Set down exactly the lines of the records from the top to the line containing "Then, when doing"; include both.

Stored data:
⁂
PR #183, opened 2019-09-24
ENH: Drop missing model inputs

### LINKED ISSUE #176: Handle variables which only occur in some runs
There are cases when you want to model an event that may only occur in certain runs, but not all.

However, nistats cannot handle events which have all missing values.

It would be useful to detect this situation, and only model the variable in the runs it occurs in.
Then, when doing the subject-level model, feed in only those runs that got modeled.

So in some instances, this may be all the runs, or as few as only a single run. 

This is sort of related to the globbing discussion (https://github.com/bids-standard/pybids/issues/487#issuecomment-532873218), but can also occur when you actually know the names you want to model. So without having to solve this problem at the spec-level, I think we can solve it for this subject of cases at the fitlins implementational level.

adelavega:
Fixes #176 

- Behavior is toggled by CLI flag (`--drop-missing`). By default, it crashes.
- In `FirstLevelModel`, empty columns are detected in design matrix.
- In higher level models, dropping missing inputs is handled by `MergeAll`.

### DIFF
--- a/fitlins/interfaces/nistats.py
+++ b/fitlins/interfaces/nistats.py
@@ -46,7 +46,8 @@ class FirstLevelModelInputSpec(BaseInterfaceInputSpec):
     session_info = traits.Dict()
     contrast_info = traits.List(traits.Dict)
     smoothing_fwhm = traits.Float(desc='Full-width half max (FWHM) in mm for smoothing in mask')
-
+    drop_missing = traits.Bool(
+        desc='Drop columns in design matrix with all missing values')
 
 class FirstLevelModelOutputSpec(TraitedSpec):
     effect_maps = traits.List(File)
@@ -67,6 +68,9 @@ class FirstLevelModel(NistatsBaseInterface, SimpleInterface):
         from nistats import design_matrix as dm
         from nistats import first_level_model as level1
         info = self.inputs.session_info
+        drop_missing = self.inputs.drop_missing
+        if not isdefined(drop_missing):
+            drop_missing = False
         img = nb.load(self.inputs.bold_file)
         vols = img.shape[3]
 
@@ -81,8 +85,17 @@ class FirstLevelModel(NistatsBaseInterface, SimpleInterface):
         if info['dense'] not in (None, 'None'):
             dense = pd.read_hdf(info['dense'], key='dense')
 
-            # Remove columns with NaNs
-            dense = dense[dense.columns[dense.isna().all() == False]]
+            missing_columns = dense.isna().all()
+            if drop_missing:
+                # Remove columns with NaNs
+                dense = dense[dense.columns[missing_columns == False]]
+            else:
+                if missing_columns.any():
+                    missing_names = ', '.join(
+                        dense.columns[missing_columns].tolist())
+                    raise RuntimeError(
+                        f'The following columns are empty: {missing_names}.'
+                        'Use --drop-missing to drop before model fitting.')
 
             column_names = dense.columns.tolist()
             drift_model = None if 'cosine_00' in column_names else 'cosine'
@@ -134,7 +147,7 @@ class FirstLevelModel(NistatsBaseInterface, SimpleInterface):
                  **out_ents}
                 )
 
-            # If contrast is not computable (i.e. missing column for run)
+            # If contrast is not computable (i.e. column was dropped)
             if weights is None:
                 for map_list in [effect_maps, variance_maps, zscore_maps,
                                  pvalue_maps, stat_maps]:
@@ -169,7 +182,8 @@ class SecondLevelModelInputSpec(BaseInterfaceInputSpec):
     stat_metadata = traits.List(traits.List(traits.Dict), mandatory=True)
     contrast_info = traits.List(traits.Dict, mandatory=True)
     smoothing_fwhm = traits.Float(desc='Full-width half max (FWHM) in mm for smoothing in mask')
-
+    drop_missing = traits.Bool(
+        desc='Drop missing inputs (i.e. contrasts) from previous level.')
 
 class SecondLevelModelOutputSpec(TraitedSpec):
     effect_maps = traits.List(File)
@@ -201,6 +215,11 @@ class SecondLevelModel(NistatsBaseInterface, SimpleInterface):
         smoothing_fwhm = self.inputs.smoothing_fwhm
         if not isdefined(smoothing_fwhm):
             smoothing_fwhm = None
+
+        drop_missing = self.inputs.drop_missing
+        if not isdefined(drop_missing):
+            drop_missing = False
+
         model = level2.SecondLevelModel(smoothing_fwhm=smoothing_fwhm)
 
         effect_maps = []
@@ -223,11 +242,12 @@ class SecondLevelModel(NistatsBaseInterface, SimpleInterface):
         filtered_variances = []
         names = []
         for m, eff, var in zip(stat_metadata, input_effects, input_variances):
-            if eff is not None: ## Add flag
-                if _match(out_ents, m):
-                    filtered_effects.append(eff)
-                    filtered_variances.append(var)
-                    names.append(m['contrast'])
+            if not drop_missing and eff is not None: ## Add flag
+                raise RuntimeError('Missing input')
+            if _match(out_ents, m):
+                filtered_effects.append(eff)
+                filtered_variances.append(var)
+                names.append(m['contrast'])
 
         for name, weights, contrast_type in prepare_contrasts(self.inputs.contrast_info, names):
             # Need to add F-test support for intercept (more than one column)
--- a/fitlins/interfaces/nistats.py
+++ b/fitlins/interfaces/nistats.py
@@ -149,9 +149,7 @@ class FirstLevelModel(NistatsBaseInterface, SimpleInterface):
 
             # If contrast is not computable (i.e. column was dropped)
             if weights is None:
-                for map_list in [effect_maps, variance_maps, zscore_maps,
-                                 pvalue_maps, stat_maps]:
-                    map_list.append(None)
+                continue
             else:
                 maps = flm.compute_contrast(
                     weights, contrast_type, output_type='all')
@@ -242,8 +240,6 @@ class SecondLevelModel(NistatsBaseInterface, SimpleInterface):
         filtered_variances = []
         names = []
         for m, eff, var in zip(stat_metadata, input_effects, input_variances):
-            if not drop_missing and eff is not None: ## Add flag
-                raise RuntimeError('Missing input')
             if _match(out_ents, m):
                 filtered_effects.append(eff)
                 filtered_variances.append(var)
--- a/fitlins/interfaces/nistats.py
+++ b/fitlins/interfaces/nistats.py
@@ -40,16 +40,14 @@ def prepare_contrasts(contrasts, all_regressors):
 
 class DesignMatrix(NistatsBaseInterface, DesignMatrixInterface, SimpleInterface):
 
-    def __init__(self, drop_missing=False):
-        super(DesignMatrix, self).__init__()
-        self._drop_missing = drop_missing
-
     def _run_interface(self, runtime):
         import nibabel as nb
         from nistats import design_matrix as dm
         info = self.inputs.session_info
         img = nb.load(self.inputs.bold_file)
         vols = img.shape[3]
+
+        drop_missing = bool(self.inputs.drop_missing)
 
         if info['sparse'] not in (None, 'None'):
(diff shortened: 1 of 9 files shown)


adelavega:
Also, I'm wondering how to handle `None`s with traits, as they will fail currently. Does making it a string work?

fitlins/interfaces/nistats.py
```diff
@@ -21,11 +21,19 @@ def prepare_contrasts(contrasts, all_regressors):
...
-        weights = np.array([
-            [row[col] if col in row else 0 for col in all_regressors]
-            for row in contrast['weights']
-            ])
+        # Are any necessary values missing for contrast estimation?
+        missing = any([[n for n, v in row.items()
+                        if v != 0 and n not in all_regressors]
+                       for row in contrast['weights']])
+        if missing:
+            weights = None
```
effigies: If we continue, then the contrast list is just shorter, and you don't need to deal with `None`s.

```suggestion
            continue
```

Would this work? We'll need to make sure that there isn't some other place where we're generating a list that should match 1-1, but no longer is.

adelavega:
I have to test more, but this seems to have worked for me. 

The main related issue is that if only one image per run remains, a second level moel can't be run, and it will crash.

This is the related issue: https://github.com/neuroscout/neuroscout/issues/641
Seemed like it got more complex, but maybe in the meantime we can have the 2nd level model output the input if it only received one (instead of trying to run a model).

adelavega:
If I'm deciphering correctly, as far as fitlins is concerned, we need to add pass through for random effects models, and implemented fixed effect models as well?

The rest of the issue is more about the spec and how to specific random vs fixed effects.

effigies:
Yes... I need to re-read that, but it's also time to make dinner.

adelavega:
Sounds more appealing, tbh.

adelavega:
Allright, cool, this is ready for review. We can handle the fixed/random stuff in another PR, I think. That may end up being more complicated. Well at least the spec stuff, we could probably bang out the pass-through fairly quickly.

fitlins/interfaces/nistats.py
effigies: Was this not a sufficient place to block the production contrasts involving missing regressors?

adelavega:
I reverted the commit about pass through since it seems we need to implement `FEMA` for that.

adelavega:
@effigies if the tests pass, and you approve, this should be ready. 

i'll tackle adding `FEMA` contrasts in another PR (that might stay open for a while, since it will be blocked by nistats + spec changes)

adelavega:
The main conflict is where to put the `drop_missing` input spec for what I think is now called `DesignMatrix`? I'm guessing this change should go into `DesignMatrixInterface`?

effigies:
I think it needs to go in both DesignMatrix and FirstLevelModel, right? I'll review this now.

fitlins/interfaces/nistats.py
```diff
@@ -37,6 +43,9 @@ def _run_interface(self, runtime):
         import nibabel as nb
         from nistats import design_matrix as dm
         info = self.inputs.session_info
+        drop_missing = self.inputs.drop_missing
```
effigies: `bool(Undefined) == False`.

```suggestion
        drop_missing = bool(self.inputs.drop_missing)
```

fitlins/interfaces/nistats.py
```diff
@@ -37,6 +43,9 @@ def _run_interface(self, runtime):
...
+        if not isdefined(drop_missing):
+            drop_missing = False
```
effigies: Then remove these lines.

fitlins/interfaces/nistats.py
```diff
@@ -50,9 +59,26 @@ def _run_interface(self, runtime):
 
         if info['dense'] not in (None, 'None'):
             dense = pd.read_hdf(info['dense'], key='dense')
+
+            missing_columns = dense.isna().all()
+            if drop_missing:
+                # Remove columns with NaNs
+                dense = dense[dense.columns[missing_columns is False]]
+            else:
```
```suggestion
            elif missing_columns.any():
```

fitlins/interfaces/nistats.py
```diff
@@ -50,9 +59,26 @@ def _run_interface(self, runtime):
...
+                if missing_columns.any():
```
```suggestion
```

And de-indent the following lines.

fitlins/interfaces/nistats.py
```diff
@@ -99,18 +125,20 @@ def _run_interface(self, runtime):
...
         for name, weights, contrast_type in prepare_contrasts(
                 self.inputs.contrast_info, mat.columns.tolist()):
-            maps = flm.compute_contrast(weights, contrast_type, output_type='all')
             contrast_metadata.append(
                 {'contrast': name,
                  'stat': contrast_type,
                  **out_ents}
                 )
+            maps = flm.compute_contrast(
+                weights, contrast_type, output_type='all')
```
effigies: Why?

fitlins/interfaces/utils.py
```diff
@@ -17,16 +20,21 @@ def __init__(self, fields=None):
...
         outputs = self._outputs().get()
-        lengths = None
         for key in self._fields:
             val = getattr(self.inputs, key)
-            _lengths = list(map(len, val))
-            if lengths is None:
-                lengths = _lengths
-            elif _lengths != lengths:
-                raise ValueError("List lengths must be consistent across fields")
+            self._calculate_length(val)
```
effigies:
```suggestion
```

fitlins/workflows/base.py
```diff
@@ -269,6 +271,7 @@ def _deindex(tsv):
             name='ds_{}_contrast_plots'.format(level))
 
         if ix == 0:
+            model.inputs.drop_missing = drop_missing
```
effigies: This should be for `design_matrix`. Maybe just set it in the `DesignMatrix()` call?

adelavega:
I think only in `DesignMatrix` as that's where the errors are thrown. For higher levels they are thrown in `MergeAll`. I'm in the process of running a NS model with these new changes.

adelavega:
I'm getting an error I don't understand:

```
Exception occurred in traits notification handler for object:
bold_file = <undefined>
contrast_info = <undefined>
design_matrix = <undefined>
mask_file = <undefined>
smoothing_fwhm = <undefined>
, trait: trait_added, old value: <undefined>, new value: drop_missing
  File "/opt/miniconda-latest/envs/neuro/lib/python3.6/site-packages/traits/trait_notifiers.py",
line 591, in _dispatch_change_event
    self.dispatch(handler, *args)
  File "/opt/miniconda-latest/envs/neuro/lib/python3.6/site-packages/traits/trait_notifiers.py",
line 553, in dispatch
    handler(*args)
  File "/opt/miniconda-latest/envs/neuro/lib/python3.6/site-packages/nipype/pipeline/engine/nodes
.py", line 1045, in _set_mapnode_input
    setattr(self._interface.inputs, name, newvalue)
  File "/opt/miniconda-latest/envs/neuro/lib/python3.6/site-packages/traits/trait_notifiers.py",
line 400, in __call__
    handle_exception(object, trait_name, old, new)
  File "/opt/miniconda-latest/envs/neuro/lib/python3.6/site-packages/traits/trait_notifiers.py",
line 180, in _handle_exception
    raise excp
  File "/opt/miniconda-latest/envs/neuro/lib/python3.6/site-packages/traits/trait_notifiers.py",
line 394, in __call__
    self.handler(*args)
  File "/opt/miniconda-latest/envs/neuro/lib/python3.6/site-packages/traits/has_traits.py", line
1168, in _trait_added_changed
    if (trait.type == "delegate") and (name[-6:] != "_items"):
```

effigies:
Are you reusing a working directory?

adelavega:
I don't think so. This is happening on `master` too and I restarted my docker instance and I'm not specifying a work dir so I assume it's should be cleared.

adelavega:
No, I'm not. This doesn't seem to happen on `master` fwiw.

adelavega:
Ah, I see what it is, `drop_missing` was going to the first level model, whereas it should to design matrix now.

adelavega:
I set `drop_missing` as a kwarg for `DesignMatrix` and took it out of the input_spec. Does that make sense to you?

effigies:
> I set `drop_missing` as a kwarg for `DesignMatrix` and took it out of the input_spec. Does that make sense to you?

From the nipype perspective, the contents of the outputs will not purely depend on the contents of the inputs, so you might get a situation where you re-run, adding or removing a `--drop-missing` flag, and the outputs from the previous run get reused, rather than recomputed. I think I would prefer it to be an input.

You can still keep the `DesignMatrix(drop_missing=drop_missing)`, though. That will set the trait in the input spec.

adelavega:
Okay, sure, then what I don't understand is why we don't do the same for `MergeAll`. Shouldn't that also be as an input then?

effigies:
Yeah, strictly speaking, probably. It doesn't change the outputs, but instead changes the error condition, so it's a little less problematic. Also by the time things show up there, they will have had to go through DesignMatrix. So... whichever you want.

fitlins/interfaces/nistats.py
adelavega: I think it just made sense to me to do that right before looping over it. No functional difference.

adelavega:
Okay, your suggestions made sense, and I applied them. Regarding the input spec, I'll leave it as we have it. I'll test this out on NS tomorrow.

fitlins/interfaces/utils.py
```diff
@@ -17,16 +20,20 @@ def __init__(self, fields=None):
...
         for key in self._fields:
             val = getattr(self.inputs, key)
-            _lengths = list(map(len, val))
-            if lengths is None:
-                lengths = _lengths
-            elif _lengths != lengths:
-                raise ValueError("List lengths must be consistent across fields")
+            if self._check_lengths is True:
+                self._calculate_length(val)
             outputs[key] = [elem for sublist in val for elem in sublist]
```
effigies: This may be excessive caution, but just thinking about re-running the same object with changed inputs, we might want to reset this value after using it.

```suggestion
            outputs[key] = [elem for sublist in val for elem in sublist]
        self._lengths = None
```

fitlins/interfaces/nistats.py
```diff
@@ -175,25 +205,39 @@ def _run_interface(self, runtime):
...
-                maps[map_type].to_filename(fname)
-                map_list.append(fname)
+            if len(effects) == 1:
+                print("Passing through results from previous model,"
+                      "as only one is available")
+                effect_maps.append(effects[0])
+                variance_maps.append(_variances[0])
+                zscore_maps.append()
+                pvalue_maps.append()
+                stat_maps.append()
```
effigies: I think these three lines will cause problems?

fitlins/interfaces/utils.py
adelavega: Ok sounds good.

fitlins/interfaces/nistats.py
adelavega: Ah, yes, I thought I reverted that commit.

adelavega:
Hmm, there seems to be a minor problem with the outputting of plots now, let me investigate

adelavega:
I'm getting this kind of error on several of the datasinks:

```
191001-23:41:22,372 nipype.workflow ERROR:
         Node plot_l1_contrasts failed to run on host 75d4c3f13c32.
ERROR:nipype.workflow:Node plot_l1_contrasts failed to run on host 75d4c3f13c32.
191001-23:41:22,373 nipype.workflow ERROR:
         Saving crash info to /work/crash-20191001-234122-root-plot_l1_contrasts-29178660-2dfb-4b6a-a11a-ec7bedf17930.txt
  File "/opt/miniconda-latest/envs/neuro/lib/python3.6/site-packages/nipype/pipeline/plugins/multiproc.py", line 269, in _send_procs_to_workers
    num_subnodes = self.procs[jobid].num_subnodes()
  File "/opt/miniconda-latest/envs/neuro/lib/python3.6/site-packages/nipype/pipeline/engine/nodes.py", line 1195, in num_subnodes
    self._check_iterfield()
  File "/opt/miniconda-latest/envs/neuro/lib/python3.6/site-packages/nipype/pipeline/engine/nodes.py", line 1220, in _check_iterfield
    "in iterfields.") % iterfield)
ValueError: Input data was not set but it is listed in iterfields.
```

Did the default verbosity change? I don't see anything prior to this error aside from pybids warnings.
Looking at the workdir though, it looks like everything ran.

adelavega:
Okay, tested and working. My linter suggested I change `!=` to `is not`  and that screwed things up.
⁂
▶ **OUTPUT OF THE EXERCISE**:
PR #183, opened 2019-09-24
ENH: Drop missing model inputs

### LINKED ISSUE #176: Handle variables which only occur in some runs
There are cases when you want to model an event that may only occur in certain runs, but not all.

However, nistats cannot handle events which have all missing values.

It would be useful to detect this situation, and only model the variable in the runs it occurs in.
Then, when doing the subject-level model, feed in only those runs that got modeled.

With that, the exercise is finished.